The SMFL sees many types of substrates and materials. Some pose cross-contamination threats.
We detail here the specifics on processing certain materials in the SMFL.
All tools in the SMFL have a list of accepted materials. If your material/substrate is not on the accepted list for the tool, you may not run it.
Generally Accepted Materials
- This includes Tungsten, Molybdenum, Tantalum, (and Titanium)
- These metals have very high melting points and are generally very stable.
- They are allowed in most equipment with a few exceptions (MOS RCA Bench, Gate Oxide Tube)
Wikipedia entry on refractory metals
- Aluminum is a commonly deposited metal in the SMFL. This includes Al/Si alloys as well.
- Substrates with Al should not be taken above 600C
- Substrates with Al or that have had Al should not be processed in the MOS RCA Bench or processed in Tubes 1, 4, or 6
- Aluminum contamination from RCA cleaning baths has been shown to have detrimental effects on thin gate oxides.
Copper is very mobile in silicon at lower temperatures and can cause serious degradation of device properties.
- Carrier lifetimes are greatly reduced and gate oxides break down sooner at low levels of copper contamination.
- Copper can even be deposited on wafers through baths such as HF. It can then make its way into high temperature furnaces and contaminate the quartzware and even the heating coils where it then contaminates other wafers on an ongoing basis.
- Copper is in a high contamination threat class of materials and as such is tightly controlled in the SMFL.
- Chemicals used to etch copper films may not be poured down the lab drains - please contact the SMFL staff before you etch your copper film for a dedicated waste container.
Users wishing to process copper in the SMFL should contact the staff and present a detailed process flow.
- Substrates with copper are allowed in very few tools and your process must be discussed before you start any work.
- Ramappa, D. A., W. B. Henley. "Effects of Copper Contamination in Silicon on Thin Oxide Breakdown." J. Electrochem. Soc., Volume 146, Issue 6, pp. 2258-2260 (1999).
- Jeon, J. S., S. Raghavan and H. G. Parksb. "Electrochemical Investigation of Copper Contamination on Silicon Wafers from HF Solutions." J. Electrochem. Soc., Volume 143, Issue 9, pp. 2870-2875 (1996).
Gold is similar to copper in that it can be deposited on wafers through baths such as HF. It can then make its way into high temperature furnaces and contaminate the quartzware and even the heating coils where it then contaminates other wafers on an ongoing basis.
- Gold is used in semiconductor processing, it is used to make fast switching devices, it is used for contacts and it has found uses in biological applications.
- Gold introduces deep traps which act as recombination centers for electron/hole pairs which shut off the current in the device quickly. It comes at the expense of increased leakage, low breakdowns, and poor low current performance.

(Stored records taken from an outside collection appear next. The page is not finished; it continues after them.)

PR #21795, opened 2025-03-17
refactor(rust): Add a slice enum to polars-utils

nameexhaustion:
Introduces a slice enum with explicitly named fields to avoid confusion.

Will be used initially in the new-streaming multi file refactor, and can also be added later to e.g. the DSL if we want.

### DIFF
--- a/crates/polars-utils/src/slice_enum.rs
+++ b/crates/polars-utils/src/slice_enum.rs
@@ -1,0 +1,80 @@
+#[derive(Debug, Clone, PartialEq)]
+pub enum Slice {
+    /// Or zero
+    Positive {
+        offset: usize,
+        len: usize,
+    },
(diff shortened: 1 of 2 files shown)


crates/polars-utils/src/slice_enum.rs
```diff
@@ -0,0 +1,80 @@
...
+            Slice::Positive { len, .. } => *len,
+            Slice::Negative { len, .. } => *len,
+        }
+    }
+
+    /// Returns the equivalent slice to apply from an offsetted position.
+    ///
+    /// # Panics
+    /// Panics if self is negative.
+    pub fn offsetted(self, position: usize) -> Self {
```
nameexhaustion, line 27: Note: new offsetted method here, will be used for multi file

PR #21804, opened 2025-03-17
fix(rust): Assures `post_opt_callback` is not `None`

cuducos:
Hi, I am new to Polars (as a contributor) and I don't have good news: after trying to update from 1.24.0 to 1.25.2 our pipeline at work started to fail and the really bad news is that due to the complexity I am still unable to narrow down to a reproducible example. That is on my, I am sorry.

But still, I was trying to investigate the issue and I would like to open this PR for feedback — even if not merged, at least it might help in exploring the issue.

```
        # Only for testing purposes
        callback = _kwargs.get("post_opt_callback", callback)
>       return wrap_df(ldf.collect(engine, callback))
E       pyo3_runtime.PanicException: called `Option::unwrap()` on a `None` value

../venv/lib/python3.11/site-packages/polars/lazyframe/frame.py:2188: PanicException
```
Basic assumptions:

* Polars LazyFrame's `collect` now takes both `engine` and `callback` as arguments
* The`callback` is a `Option<PyObject>` in Rust
* From my little experience with `PyO3`, I guess `PyObject` can be Python's `None`

This seems to be related to error I'm getting: if I, instead of `lazy_frame.sink_parquet(pth)`, `lazy_frame.sink_parquet(pth, lazy=True).collect(post_opt_callback=lambda a, b: None)` it works.

So I guess the problem might be related to the `callback` and then I suggest this PR checking if the `callback` is present (`if let Some(lambda) = post_opt_callback`) but **also** if the resulting `PyObject` is not Python's `None`.

(I check `has_lambda` earlier to avoid using `py` inside the thread, this makes the code way simpler).

I'm trying to run my pipeline with this branch to see if that makes sense.

### DIFF
--- a/crates/polars-python/src/lazyframe/general.rs
+++ b/crates/polars-python/src/lazyframe/general.rs
@@ -678,15 +678,19 @@ impl PyLazyFrame {
         engine: Wrap<Engine>,
         lambda_post_opt: Option<PyObject>,
     ) -> PyResult<PyDataFrame> {
+        let has_lambda = lambda_post_opt
+            .as_ref()
+            .is_some_and(|lambda| !lambda.is_none(py));
         py.enter_polars_df(|| {
             let ldf = self.ldf.clone();
-            if let Some(lambda) = lambda_post_opt {
-                ldf._collect_post_opt(|root, lp_arena, expr_arena, _| {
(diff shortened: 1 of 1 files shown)


cuducos:
> I'm trying to run my pipeline with this branch to see if that makes sense.

Still same error. So… wrong guess. Sorry about the noise.

Issue #17418, opened 2024-07-04
Provide more control over the Parquet schema when writing to Parquet


adamreeve:
### Description

Sometimes we want to generate Parquet files to be read by tools that expect a specific Parquet schema, and at the moment this requires exporting to Arrow and then using PyArrow to cast to the desired format first. It would be great if we could write Parquet directly from Polars.

In particular, it would be useful to be able to specify the nullability of columns, and also of any types nested within other columns like array elements. Currently Polars assumes everything is nullable. This causes problems when reading Parquet files in C#/.NET with ParquetSharp or Parquet.Net for example, as non-nullable integers will be read as the `int` type, but nullable integers need to be read as `Nullable<int>`.

One potential solution would be to add a new `arrow_schema` parameter to `write_parquet` and `sink_parquet`, which can be `None` or an instance of `pyarrow.Schema`. There are some edge cases where the Parquet schema can't be fully constrained by the Arrow schema, eg. I think writing decimals with integer Parquet primitives rather than fixed length byte arrays is one thing that can't be defined in the Arrow schema, but PyArrow doesn't expose this level of customisation either so I think that's fine.

If `write_parquet(use_pyarrow=True)` is used, the implementation can simply cast the Arrow table to the desired schema before writing it. This won't unnecessarily copy any buffers and will check that any non-nullable columns don't contain any nulls. Handling the Rust `ParquetWriter` is a bit trickier. We could maybe enforce that the schema matches the result of `schema_to_arrow_checked` besides any nullability differences, and then validate that any non-nullable columns do not contain nulls when writing.

I'm happy to implement this, but want to check that this feature would be accepted first.

choucavalier:
@adamreeve that would be great!

how are you currently casting the pa.Table data types? could you share some code?

in my case, i need to cast the (by-default) nullable data types of polars to nullable=False in pyarrow but it does not work yet (it's been [implemented in arrow 2 weeks ago](https://github.com/apache/arrow/pull/43782/files) and has not been released yet)

i think it would be great if the schema was also an extra arg of `.to_arrow`, especially because `.to_arrow` is also used by methods like `.write_delta` (e.g. when merge a polars dataframe into a delta table, right now it can fail because of the difference in data types in-between the arrow table generated by polars and the data types of the already-existing delta table..)

adamreeve:
Hi @choucavalier 

[...]

PR #21806, opened 2025-03-18
feat(python): Allow to read and write custom file-level parquet metadata

### LINKED ISSUE #18550: Support reading, writing Parquet key-value metadata
### Description

Hello,

Is there a way to do this in Polars, and also to read the kv metadata back?  This is DuckDB:

image

From the [function signature](https://github.com/pola-rs/polars/blob/main/crates/polars-python/src/dataframe/io.rs#L385) it seems like there is not.  Tried looking for it in case it's not documented but didn't find it.

borchero:
# Motivation

Resolves #18550.

The key use case for me would be to attach additional schema-information, such as the (composite) primary key of the data frame without the need to resort to something more complex than a parquet file.

# Changes

This PR extends the current API as follows:

- `write_parquet` receives a `metadata: dict[str, str] | None = None` parameter to optionally set custom metadata
- A new top-level function `read_parquet_metadata` (analogous to `read_parquet_schema`) is added to retrieve the metadata set in `write_parquet`

This PR does **not** implement the `metadata` argument for `sink_parquet` since this involves a couple more changes. I don't think there's a strong reason that this needs to happen in the same PR though.


crates/polars-io/src/parquet/write/writer.rs
```diff
@@ -121,12 +121,17 @@ where
...
     }
 
-    /// Write the given DataFrame in the writer `W`. Returns the total size of the file.
-    pub fn finish(self, df: &mut DataFrame) -> PolarsResult<u64> {
+    /// Write the given DataFrame along with optional key value metadata in the writer `W`.
+    /// Returns the total size of the file.
+    pub fn finish(
+        self,
+        df: &mut DataFrame,
+        key_value_metadata: Option<Vec<KeyValue>>,
```
borchero, line 129: NOTE: Instead of modifying the signature here (and, thus, deviating from other writers), we could also add this to the parquet writer (on second thought, this is probably a better idea).

borchero: Ah I didn't find all the tests locally, modifying the `ParquetWriter` seems to quite obviously be the better choice. I'll make that change tomorrow.

coastalwhite:
I really do want to support something like this, but I am pretty sure it will need to be a callback, not a static dictionary.

borchero:
Thanks for giving this some thought @coastalwhite! Why do you think this needs to be a callback, i.e. what use case do you want to cover with that? What would be the input to that callback?

coastalwhite:
> Thanks for giving this some thought @coastalwhite! Why do you think this needs to be a callback, i.e. what use case do you want to cover with that? What would be the input to that callback?

This is for multiple reasons.
1. You might not be writing 1 file. You might be writing multiple files (each needing different metadata). This might be an effect of the partition sinks or `partition_by` on `write_parquet`.
2. People often have long-running queries and want to include time stamps at the time of actually writing instead of at the time of query definition.
3. We have heard that people may want to modify the metadata that we write ourselves. Mostly the ParquetSchema. A callback would allow for that.

coastalwhite:
> * Add `key_value_metadata` to `ParquetWriteOptions` to allow accessing it both when writing a single Parquet file and a partitioned dataset

Yes.



> * Change the `key_value_metadata` to
>   ```rust
>   key_value_metadata_fn: Option<Box<dyn Fn(ParquetMetadata) -> Vec<KeyValue>>>
>   ```
> 
>   The most important question I have: **What do you think `ParquetMetadata` should be here?** The only useful information that's currently available in `write_df_to_file` is `path`. We could, of course, still add a timestamp, if we think that is valuable but the user could also get the current timestamp in the callback. In general, I think it would be fine to start off with a minimal subset here and extend it in the future.

This needs to take a `PyFunction` or an `enum { Python(PyFunction), Rust(Box<dyn Fn...>) }` as a box dyn fn is not serializable.

As for the ParquetMetadata would have 2 fields for now. `current_metadata` and `context`.

> * Change the Python parameter to allowing providing either "static" or "dynamic" metadata:

That looks fine.

borchero:
While implementing, I was a little unsure how to circumvent

> box dyn fn is not serializable

In my mind, this also eliminates the second enum case (i.e. `Rust(Box<dyn Fn...>)`) and, so far, I didn't really know which `pyo3` type to use to get a serializable kind of "PyFunction". Ideally, this type would be clone-able, and implement `PartialEq`, `Eq`, and `Hash` or the `FileType` enum would need to lose some trait implementations 👀 do you have a pointer @coastalwhite?

coastalwhite:
The rust option not being serializable is fine, that is only really used for Python. You can have a look at CredentialProvider at how that is done there.

As for clone, you should probably use an Arc<dyn Fn ...> that will be clone. For now, you can make hash a no-op. I will need to look into how we do that elsewhere.

borchero:
I think we're slowly getting somewhere @coastalwhite :smile: I have some more concrete questions:

- > As for the ParquetMetadata would have 2 fields for now. current_metadata and context.

  I realized that I'm not really sure what you mean with that. Judging from the third point of your "motivation" list above, I guess `current_metadata` should provide information beyond the key value metadata? 🤔 I'm also not sure what the `context` means

- While it is now theoretically possible to write different metadata for different parquet files in partitioned datasets, I'm not really sure how to best pass information about the partition to the metadata function. Do you have a proposal here?

- Do we actually generate the key value metadata in the right place or do we have to do it even later, i.e. when we have already built the full metadata object? Similarly, do you think that the parquet metadata should return the _full_ metadata object? 🤔 I'd think that gives a little _too_ much freedom to the user but I think you have a better idea of other users' requirements

Apart from that, please feel, of course, free to leave any (high-level) comments already :)

(I'm aware that tests are still missing, I will add them once we've converged on the design of the core implementation :smile:)

crates/polars-python/src/functions/io.rs
```diff
@@ -46,6 +46,27 @@ pub fn read_parquet_schema(py: Python, py_f: PyObject) -> PyResult<Bound<PyDict>
     Ok(dict)
 }
 
+#[cfg(feature = "parquet")]
+#[pyfunction]
+pub fn read_parquet_metadata(py: Python, py_f: PyObject) -> PyResult<Bound<PyDict>> {
+    use polars_parquet::read::read_metadata;
+    use polars_parquet::read::schema::read_custom_key_value_metadata;
+
+    let metadata = match get_either_file(py_f, false)? {
```
coastalwhite, line 55: Is this correct if you provide a path / url?

crates/polars-io/src/parquet/write/batched_writer.rs
```diff
@@ -116,7 +121,17 @@ impl<W: Write> BatchedWriter<W> {
     /// Writes the footer of the parquet file. Returns the total size of the file.
     pub fn finish(&self) -> PolarsResult<u64> {
         let mut writer = self.writer.lock().unwrap();
-        let size = writer.end(None)?;
+
+        let key_value_metadata = self
```
coastalwhite, line 125: I think this is fine, but ideally, it would pass the metadata we write already so that it can be modified.

coastalwhite:
> * I realized that I'm not really sure what you mean with that. Judging from the third point of your "motivation" list above, I guess `current_metadata` should provide information beyond the key value metadata? 🤔 I'm also not sure what the `context` means

I discussed for a second with someone else from the team. Essentially, the following.
- `current_metadata` (maybe different name), would have the metadata as a dictionary as we were going to encode it without the callback happening.
- `context` I was thinking it was needed for purely. It is not I have been told. We could have this to contain the `output path`?


> * While it is now theoretically possible to write different metadata for different parquet files in partitioned datasets, I'm not really sure how to best pass information about the partition to the metadata function. Do you have a proposal here?
> *

I think if you make it a `context` dictionary, we could later add more information. For now, just the output path is fine.

> * Do we actually generate the key value metadata in the right place or do we have to do it even later, i.e. when we have already built the full metadata object? Similarly, do you think that the parquet metadata should return the _full_ metadata object? 🤔 I'd think that gives a little _too_ much freedom to the user but I think you have a better idea of other users' requirements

- Gold diffusivity is very high in silicon at lower temperatures.
Users wishing to process gold in the SMFL should contact the staff and present a detailed process flow.
- Substrates with gold are allowed in very few tools and your process must be discussed before you start any work.

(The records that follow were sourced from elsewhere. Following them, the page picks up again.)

PR #21811, opened 2025-03-18
refactor(rust): Add MorselLinearizer convenience wrapper

nameexhaustion:
Makes it so that we can type:

* `linearizer: MorselLinearizer` instead of `Linearizer<Priority<Reverse<MorselSeq>, Morsel>>)`
* `.insert(morsel)` instead of `.insert(Priority(Reverse(morsel.seq()), morsel))`

@orlp

### DIFF
--- a/crates/polars-stream/src/async_primitives/mod.rs
+++ b/crates/polars-stream/src/async_primitives/mod.rs
@@ -1,5 +1,6 @@
 pub mod connector;
 pub mod distributor_channel;
 pub mod linearizer;
+pub mod morsel_linearizer;
 pub mod task_parker;
 pub mod wait_group;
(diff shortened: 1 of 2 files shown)


crates/polars-stream/src/async_primitives/mod.rs
```diff
@@ -1,5 +1,7 @@
 pub mod connector;
 pub mod distributor_channel;
 pub mod linearizer;
+#[allow(unused)]
```
orlp, line 4: `expect(unused)` ensures you don't forget to remove it once it's used :) Rest lgtm.

orlp (changes requested):

Issue #19183, opened 2024-10-10
Add `pl.read_lines` and `pl.scan_lines` input methods


orlp:
I propose we add the following function (and `pl.scan_lines` completely analogously):

```python
pl.read_lines(
    source: str | Path | IO[str] | IO[bytes] | bytes,
    *,
    n_rows: int | None = None,
    encoding: str = 'utf8',
    eol_char: str = '\n',
)
```

This creates a `DataFrame`/`LazyFrame` with a single column, `line`, that contains each line of the file in order as a `pl.String` datatype.

---

This can be very handy for parsing ad-hoc file formats, log files, etc. For example to summarize a logfile `app.log`:

```
[2017-11-09T02:12:24Z ERROR main] this is an error message
[2017-11-09T02:12:24Z ERROR main] another error occurred
[2017-11-09T02:12:24Z ERROR main] the answer was: 12
[2017-11-10T02:12:24Z DEBUG foo] niii
[2017-11-11T02:12:24Z INFO foo] blabla
[2017-11-11T02:12:24Z WARN foo] scary
```

We can write the following:

```python
pl.scan_lines("app.log")
    .select(pl.col.line.str.extract_groups(
        r"\[(?<time>\S+) (?<level>\S+) (?<file>\S+)\]"
    ).struct.field("*"))
    .with_columns(time=pl.col.time.str.to_datetime())
    .group_by(pl.col.time.dt.date(), "file", "level")
    .len()
    .sort("time")
```

and get

```
┌────────────┬───────┬─────┐
│ time       ┆ level ┆ len │
│ ---        ┆ ---   ┆ --- │
│ date       ┆ str   ┆ u32 │
╞════════════╪═══════╪═════╡
│ 2017-11-09 ┆ ERROR ┆ 3   │
│ 2017-11-10 ┆ DEBUG ┆ 1   │
│ 2017-11-11 ┆ INFO  ┆ 1   │
│ 2017-11-11 ┆ WARN  ┆ 1   │
└────────────┴───────┴─────┘
```

etiennebacher:
Related to https://github.com/pola-rs/polars/issues/18588

orlp:
@etiennebacher More than related, a dupe - I did search but didn't find it. I'll close it in favor of this one though, as this one has a bit more fleshed out API and motivating example.

orlp:
[...]

PR #23033, opened 2025-06-01
feat(rust): Implement line reader

changhc:
Part of #19183.

This PR implements `LineReader`, the base of the input method `pl.read_lines` to be implemented.

The majority of `LineReader`'s logic is taken from `CsvReader` since fundamentally they are doing similar things. It's definitely possible to refactor these modules and reuse the common logic, but I'm keeping the duplicated code for now just to simplify things, and also I think I would need the team's approval before refactoring the modules.

### Testing

Added unit tests.

### DIFF
--- a/crates/polars-io/src/line/reader.rs
+++ b/crates/polars-io/src/line/reader.rs
@@ -39,11 +39,6 @@ where
 }
 
 impl<R: MmapBytesReader> LineReader<R> {
-    pub fn _with_predicate(mut self, predicate: Option<Arc<dyn PhysicalIoExpr>>) -> Self {
-        self.predicate = predicate;
-        self
-    }
-
     fn core_reader(&mut self) -> PolarsResult<CoreReader> {
         let reader_bytes = get_reader_bytes(&mut self.reader)?;
 


changhc:
@orlp would you please take a look at what I have implemented so far? I think it's working as expected, but I'm not sure if I missed out anything. Thank you!

orlp:
As I mentioned in https://github.com/pola-rs/polars/issues/19183#issuecomment-2917868591, `LinesReadOptions` is indeed needed, but I believe you shouldn't have copied `CsvReader` or `CoreReader` as I believe that's the legacy eager CSV reader we're trying to move away from. Please re-read the comment for the appropriate things to copy/get inspired from:

>  I want **a line source in `polars-stream/src/nodes/io_sources/`**, which can call the CSV implementation internally for now.

> This involves quite a bit of setup to mirror everything for CSV, e.g. a `LinesReadOptions` struct in `polars/crates/polars-io/src/lines.rs` and **a `LazyLinesReader` in `polars/crates/polars-lazy/src/scan/lines.rs`**.


Note that `crates/polars-stream/src/nodes/io_sources/csv.rs` directly calls functions from `polars_io` but does not use `CsvReader` or `CoreReader`.

crates/polars-io/src/line/options.rs
```diff
@@ -0,0 +1,150 @@
+use std::path::PathBuf;
+
+#[cfg(feature = "serde")]
+use serde::{Deserialize, Serialize};
+
+#[derive(Clone, Debug, PartialEq, Eq, Hash)]
+#[cfg_attr(feature = "serde", derive(Serialize, Deserialize))]
+#[cfg_attr(feature = "dsl-schema", derive(schemars::JsonSchema))]
+pub struct LineReadOptions {
```
orlp, line 9: Please only add the options listed in the issue. That is, `n_lines`, `encoding`, `eol_char`.

orlp (changes requested):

High Vapor Pressure Materials
- These are metals that are not allowed in our standard PVD systems. We do have one system that is used to deposit zinc.
- They have vapor pressures high enough at lower temperatures that once they are in a PVD system - they will continually re-deposit on subsequent substrates.

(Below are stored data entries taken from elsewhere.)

Issue #23038, opened 2025-06-02
Support named placeholders in `pl.format()`


FrithjofWinkelmannQC:
### Description

Normal python string formatting supports named placeholders (eg `"foo_{a}".format(a=123)`). It would be great for polars to support this in the `pl.format` method as well.

FrithjofWinkelmannQC:
I went ahead and implemented a prototype in this [PR](https://github.com/pola-rs/polars/pull/23039). Not sure if this is the usual process or if I should have waited for acceptance before. Anyways this didnt take much effort, so feel free to do whatever with this.

DeflateAwning:
This would be a great feature! Definitely lacking in Polars currently.

Here are some test cases to get the discussion going on how I think it should function:

```python

def test_polars_str_format_with_zfill_format_string() -> None:
    """Test polars' str.format function with zfill format strings and named placeholders.

    https://github.com/pola-rs/polars/issues/23038
    """
    df_in = pl.DataFrame(
        {
            "name": ["Alice", "Bob", "Charlie"],
            "age": [30, 25, 35],
            "age_str": ["30", "25", "35"],
            "Person's Emotion": ["Happy", "Sad", "Excited"],
        }
    )

    df_out = df_in.with_columns(
        greeting_int=pl.format(
            "Hello, my name is {name} and I am {age:03} years old.",
            # Without any other args, it defaults to column names.
        ),
        greeting_str=pl.format(
            "Hello, my name is {name} and I am {age_str:03} years old.",
            # Without any other args, it defaults to column names.
        ),
        emotion_message=pl.format(
            "{name} is feeling {person_emotion}. {lit_demo}",
            # kwargs can be used to remap column names (e.g., when invalid characters are in the column name strings).
            person_emotion=pl.col("Person's Emotion"),
            lit_demo=pl.lit("Yay!"),
        ),
    )

    expected_greetings = [
        "Hello, my name is Alice and I am 030 years old.",
        "Hello, my name is Bob and I am 025 years old.",
        "Hello, my name is Charlie and I am 035 years old.",
    ]
    assert df_out["greeting_int"].to_list() == expected_greetings
    assert df_out["greeting_str"].to_list() == expected_greetings
    assert df_out["emotion_message"].to_list() == [
        "Alice is feeling Happy. Yay!",
        "Bob is feeling Sad. Yay!",
        "Charlie is feeling Excited. Yay!",
    ]
```

PR #23039, opened 2025-06-02
feat(python): Support named arguments in `pl.format()`

FrithjofWinkelmannQC:
This implements #23038. This probably makes existing calls to `pl.format` a little slower, because it uses `Formatter().parse(f_string)` instead of `f_string.split("{}")`.

### DIFF
--- a/py-polars/polars/functions/as_datatype.py
+++ b/py-polars/polars/functions/as_datatype.py
@@ -1,6 +1,7 @@
 from __future__ import annotations
 
 import contextlib
+from string import Formatter
 from typing import TYPE_CHECKING, overload
 
 from polars import functions as F
@@ -797,17 +798,19 @@ def concat_str(
     return wrap_expr(plr.concat_str(exprs, separator, ignore_nulls))
 
 
-def format(f_string: str, *args: Expr | str) -> Expr:
+def format(f_string: str, *args: Expr | str, **kwargs: Expr | str) -> Expr:
     """
     Format expressions as a string.
 
     Parameters
     ----------
     f_string
-        A string that with placeholders.
-        For example: "hello_{}" or "{}_world
+        A string that with placeholders (named and unnamed).
+        For example: "hello_{}" or "{placeholder_name}_world
     args
-        Expression(s) that fill the placeholders
+        Expression(s) that fill the unnamed placeholders
+    kwargs
+        Expression(s) that fill the named placeholders
 
     Examples
     --------
@@ -819,7 +822,7 @@ def format(f_string: str, *args: Expr | str) -> Expr:
     ... )
     >>> df.select(
     ...     [
-    ...         pl.format("foo_{}_bar_{}", pl.col("a"), "b").alias("fmt"),
+    ...         pl.format("foo_{}_bar_{b}", pl.col("a"), b="b").alias("fmt"),
     ...     ]
     ... )
     shape: (3, 1)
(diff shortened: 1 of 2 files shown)


py-polars/polars/functions/as_datatype.py
```diff
@@ -833,19 +836,46 @@ def format(f_string: str, *args: Expr | str) -> Expr:
...
+        raise ValueError(error)
+    if n_named_placeholders != len(kwargs):
+        error = (
+            f"Expected {n_named_placeholders} named placeholders, "
+            f"but got {len(kwargs)} keyword arguments."
+        )
+        raise ValueError(error)
+    if any(m[2] not in (None, "") or m[3] is not None for m in matches):
+        error = "Formatting specifiers and conversion flags are not supported in polars.format()."
+        raise ValueError(error)
```
coastalwhite: This is very confusing to me. I would expect it to fill in the column values, not the kwargs.

FrithjofWinkelmannQC: I'm not sure what you mean. Would you expect `pl.format("{a}")` to work and use the column of name "a" instead of getting the expression to format from the keyword arguments?

mcrumiller:
Can you verify that this allows for including literal brackets, as in:

```pycon
>>> print(f"test{{a}}")
test{a}
```

We should get the same thing with the new syntax. It currently works using the existing syntax:

```python
import polars as pl

df = pl.DataFrame({"a": [1, 2]})
df.select(pl.format("test{{}}", "a"))
# shape: (2, 1)
# ┌─────────┐
# │ literal │
# │ ---     │
# │ str     │
# ╞═════════╡
# │ test{1} │
# │ test{2} │
# └─────────┘
```

py-polars/tests/unit/functions/as_datatype/test_format.py
```diff
@@ -32,6 +32,20 @@ def test_format_with_only_placeholders() -> None:
...
+    assert out["fmt"].to_list() == ["test{a}", "test{a}", "test{a}"]
+
+
+def test_format_empty_literal_brackets() -> None:
+    df = pl.DataFrame({"a": ["a", "b", "c"]})
+
+    out = df.with_columns([pl.format("test{{}}").alias("fmt")])
+    assert out["fmt"].to_list() == ["test{}", "test{}", "test{}"]
+
+
```
mcrumiller, line 50: One more verification, can you show that it doesn't accidentally interpret the `a` here as a placeholder variable? Meaning do:

```python
df = pl.DataFrame({"a": [1, 2, 3]})

out = df.with_columns([pl.format("test{{a}}_{a}", a="a").alias("fmt")])
```
And we should get `test{a}_1` for the first value.

FrithjofWinkelmannQC:
@mcrumiller just so we're on the same page, in standard python format strings:
```
>>> a = 5
>>> print(f"test{{a}}")
test{a}
>>> print(f"test{a}")
test5
```
which is not what the implementation on the main branch does right now (which your example shows). With this PR this changes (I've added two testcases that also show this):
```
import polars as pl

df = pl.DataFrame({"a": [1, 2]})
df.with_columns(pl.format("test{{}}")).drop("a")
# shape: (2, 1)
# ┌─────────┐
# │ literal │
# │ ---     │
# │ str     │
# ╞═════════╡
# │ test{}  │
# │ test{}  │
# └─────────┘
```
so this is technically a breaking change. 
From my perspective, it would be desirable for `polars.format` to be as close as possible to pythons `.format`, but given this is a breaking change, I dont know if this PR can be changed.

py-polars/tests/unit/functions/as_datatype/test_format.py
mcrumiller: Also, out of curiosity, does this allow for using the same placeholder multiple times? As in:

```python
"{a} {a} {b}".format(a=1, b=2)  # prints '1 1 2'

df = pl.DataFrame({"a": [1], "b": [2]})
out = df.with_columns(pl.format("{a}_{a}_{b}", a="a", b="b"))
```

FrithjofWinkelmannQC: On your first comment, I've added a testcase for this that demonstrates that this does indeed return `test{a}_1`. Using the same placeholder multiple times now also works.

DeflateAwning:
Tis too bad this got closed. Incremental improvements on the `pl.format` bit would be great.

mcrumiller:
> Tis too bad this got closed. Incremental improvements on the `pl.format` bit would be great.

All is not lost, it was not rejected. Someone can still pick this up.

- These materials are restricted in what tools they may be processed in. Please contact the staff and present a detailed process flow.
- As both Gallium and Arsenic are silicon dopants, these substrates are generally processed separately. This is especially true for any wet chemical processing.
- It is especially important that no arsenic etchants go into our neutralization system, they must be bottled up and disposed of with our waste contractor.